Comment 19 Theppitak Karoonboonyanan 2012-11-20 02:12:35 UTC

*ping*

Unicode 6.1 has been released for almost a year now. Could Pango be updated to the new specification?

Comment 20 Behdad Esfahbod 2012-12-01 15:54:37 UTC

Thep, I don't have time to check this, but if you are saying that your patch reflects the Unicode update exactly, please feel free to push it out.  One day I update break.c to fully reflect Unicode...

Comment 21 Theppitak Karoonboonyanan 2012-12-02 08:36:03 UTC

Comment on attachment 173147 [details] [review]
thai-lang which checks content

Obsolete old patch, for clarity.

Comment 22 Theppitak Karoonboonyanan 2012-12-02 09:05:44 UTC

Created attachment 230433 [details] [review]
Remove Thai/Lao hard-coding

Behdad, thanks for the permission.

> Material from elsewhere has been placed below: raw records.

PR #16922, opened 2022-12-08
icu-devel: update PowerPC patch

catap:
#### Description

This is updated version of patch by request from upstream.

I've skip ci because it can't work on `icu-devel` port because of conflict with `icu` port.

See: https://github.com/unicode-org/icu/pull/2257

###### Type(s)

- [x] enhancement

###### Tested on

macOS 12.6 21G115 x86_64
Xcode 14.1 14B47b

###### Verification 
Have you

### DIFF
--- a/devel/icu-devel/files/patch-balign-to-align.diff
+++ b/devel/icu-devel/files/patch-balign-to-align.diff
@@ -1,15 +1,122 @@
+--- acinclude.m4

I've adjusted the patch a little bit before actually committing.

Since the concept of "Prepend" GCB property has not been dropped completely from UAX#29, just being left empty, I adjust the patch so its logic is still retained. Only Thai/Lao hard-coding is removed.

Comment 23 Theppitak Karoonboonyanan 2012-12-02 09:14:00 UTC

Pushed:

http://git.gnome.org/browse/pango/commit/?id=9a182f7360adce9ffc258cf259f93bdbf54e5a29

Comment 24 Behdad Esfahbod 2012-12-02 15:22:12 UTC

Thanks.  I also reviewed the change.  Looks good.